Speech-enabled Image Narration for the Visually Impaired

This project is a super cool, scaled-down version of Ray-Ban smart glasses—minus the actual glasses (because who needs those, right?). While it might be hard to believe I pulled this off, I had a little help from my talented friend. But hey, I was the one directing the show. So yes, this project has my vision (pun intended) written all over it!

To see how its done click here!

This project is designed to empower visually impaired individuals by providing real-time audio narration of their surroundings using augmented reality and AI technologies. The system seamlessly combines image processing and speech synthesis for an accessible and intuitive experience.

Key Features:

  1. Real-time Audio Narration:

    • Utilized Google Text-to-Speech to convert visual inputs from augmented reality glasses into clear and concise audio outputs with 95% accuracy.

    • Enabled visually impaired users to receive immediate and accurate descriptions of their environment, improving mobility and independence.

  2. Enhanced Image Captioning:

    • Employed InceptionV3 to extract features from images for high-quality processing.

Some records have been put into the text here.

PR #337, opened 2025-06-03
Some utility script cleanups

fundale:
Custom Editor GUI for AudioReactive scripts,
Disable network sync on AudioLinkZone,
And a few more API functions.


Packages/com.llealloo.audiolink/Editor/Scripts/AudioLinkReactiveEditor.cs
```diff
@@ -0,0 +1,261 @@
...
+                        Mesh blendshapeMesh = blendshapeMeshRenderer.sharedMesh;
+
+                        if (blendshapeMesh.blendShapeCount != blendshapeNames.Count)
+                        {
+                            blendshapeNames.Clear();
+                            for (int indx = 0; indx < blendshapeMesh.blendShapeCount; indx++)
+                                blendshapeNames.Add(blendshapeMesh.GetBlendShapeName(indx));
+                        }
+
+                        SerializedProperty blendshapeIDs = serializedObject.FindProperty("blendshapeIDs");
```
pema99, line 128: can we use `nameof()` in cases like this?

Packages/com.llealloo.audiolink/Editor/Scripts/AudioLinkReactiveEditor.cs
```diff
@@ -0,0 +1,261 @@
...
+using System.Collections.Generic;
+using UnityEngine;
+using System;
+using UnityEditorInternal;
+
+namespace AudioLink.Reactive
+{
+
+    [CustomEditor(typeof(AudioReactive), true)]
+    public class AudioLinkReactiveEditor : UnityEditor.Editor
```
pema99, line 12: I appreciate the effort you've put into this, it looks nice, but I don't really get why you've stuffed all the editor code into one big file. It's a bit difficult to read, and also leads to a bunch of special-casing. Do you think we could refactor this a bit to just have some helper functions that are agnostic of the specific type being edited, and then have a separate editor for each type? 

If not, I'm not totally against this, especially considering it is just UI code. Lmk your thoughts

Packages/com.llealloo.audiolink/Runtime/Scripts/AudioLink.DataAPI.cs
```diff
@@ -185,6 +185,26 @@ public Vector4 GetDataAtPixel(Vector2 position)
...
+        /// <param name="delay">How long to wait (0 - 127), or if smoothed how smooth (0 - 15).</param>
+        /// <param name="smooth">Wheather to smooth the output.</param>
+        /// <returns>Float value from History or Smoothed.</returns>
+        public float GetBandAsSmooth(AudioLinkBand band, int delay, bool smooth)
+        {
+            int bandID = (int)band;
+
+            if (smooth)
+            {
+                bandID += 28;
```
pema99, line 201: Use  GetALPassFilteredAudioLink()?

Packages/com.llealloo.audiolink/Runtime/Scripts/AudioReactiveSurface.cs
```diff
@@ -65,13 +64,21 @@ void Start()
...
             MaterialPropertyBlock block = new MaterialPropertyBlock();
-            MeshRenderer mesh = GetComponent<MeshRenderer>();
-            block.SetFloat(_Delay, (float)delay / 128f);
-            block.SetFloat(_Band, (float)band);
+            MeshRenderer mesh = transform.GetComponent<MeshRenderer>();
+            int bandInt = (int)band;
+            int delayTmp = delay;
+            if (smooth)
+            {
+                bandInt += 28;
```
pema99, line 72: same thing here, we have a constant in the dataapi for this

Packages/com.llealloo.audiolink/Runtime/Scripts/AudioReactiveSurfaceArray.cs
```diff
@@ -78,6 +77,14 @@ void Start()
         public void UpdateChildren()
         {
 
+            MaterialPropertyBlock block = new MaterialPropertyBlock();
```
pema99, line 80: did you test that this actually works when the property block is modified for every renderer? I'm guessing renderer.SetPropertyBlock() makes a copy? If so, cool :)

pema99:
I left some comments, have a look

Packages/com.llealloo.audiolink/Runtime/Scripts/AudioReactiveSurfaceArray.cs
fundale: Appears to,
Delay step is set incrementally for each child.
image

Packages/com.llealloo.audiolink/Runtime/Scripts/AudioReactiveBlendshapes.cs
```diff
@@ -1,32 +1,31 @@
 ﻿using UnityEngine;
 
-namespace AudioLink
+namespace AudioLink.Reactive
```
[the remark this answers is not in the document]
fundale: I'll revert the Namespace

Packages/com.llealloo.audiolink/Runtime/Scripts/AudioLink.DataAPI.cs
```diff
@@ -185,6 +185,26 @@ public Vector4 GetDataAtPixel(Vector2 position)
...
+                delay = 15 - delay;
```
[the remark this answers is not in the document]
fundale: The Filtered AudioLink output is 16 pixels wide, with smoothest on the *Left* side (x = 0) and most responsive on the *Right* side (x = 15),
this inverts the delay value when it's being used as a smoothness value to make it "smoother" the higher the value.

*(There's no value that provides the dimensions of passes currently in the DataAPI.)*

Packages/com.llealloo.audiolink/Editor/Scripts/AudioLinkReactiveEditor.cs
fundale: I was thinking of having separate Inspectors for each originally,
But didn't want to clutter up the Editors folder, thinking now I could make a subfolder and a helper class...

fundale: I'll look into this...

fundale:
lmk if the Split Editors are satisfactory or need more adjustments, then I can remove the Unified Editor

Packages/com.llealloo.audiolink/Runtime/Scripts/AudioLink.DataAPI.cs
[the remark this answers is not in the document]
pema99: In that case, we should probably add a new entry to the DataAPI :)

pema99:
@fundale The split editors look like an improvement to me. There's still some special casing in the common code, matching on a field called "delay" and "smooth". Ideally we'd get rid of that too, but if you find it too impractical to factor out, don't bother. This is still a lot nicer, I think.

Packages/com.llealloo.audiolink/Runtime/Scripts/AudioLink.DataAPI.cs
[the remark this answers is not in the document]
fundale: Alright, would it be worth adding these to the .cginc too?
If so maybe a later commit.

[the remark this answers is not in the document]
pema99: Probably but you can also leave it, either is fine

pema99:
@fundale Ok, thanks for trying. I think this is more or less good to go, though some merge conflicts have popped up (sorry!). Fix them and we should be good to merge.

    • Integrated these features with an LSTM model enhanced by GloVe embeddings, achieving a 92% accuracy in generating captions.

    • Improved caption generation accuracy by 30%, ensuring precise and contextually relevant descriptions for real-world scenarios.

  3. Impact and Accessibility:

    • Delivered a robust solution for visually impaired users, bridging the gap between visual and auditory information.

    • Enhanced accessibility by combining cutting-edge AI with practical usability in real-world environments.

This project demonstrates the potential of AI to address real-world challenges, providing visually impaired individuals with an innovative tool for enhanced interaction and independence.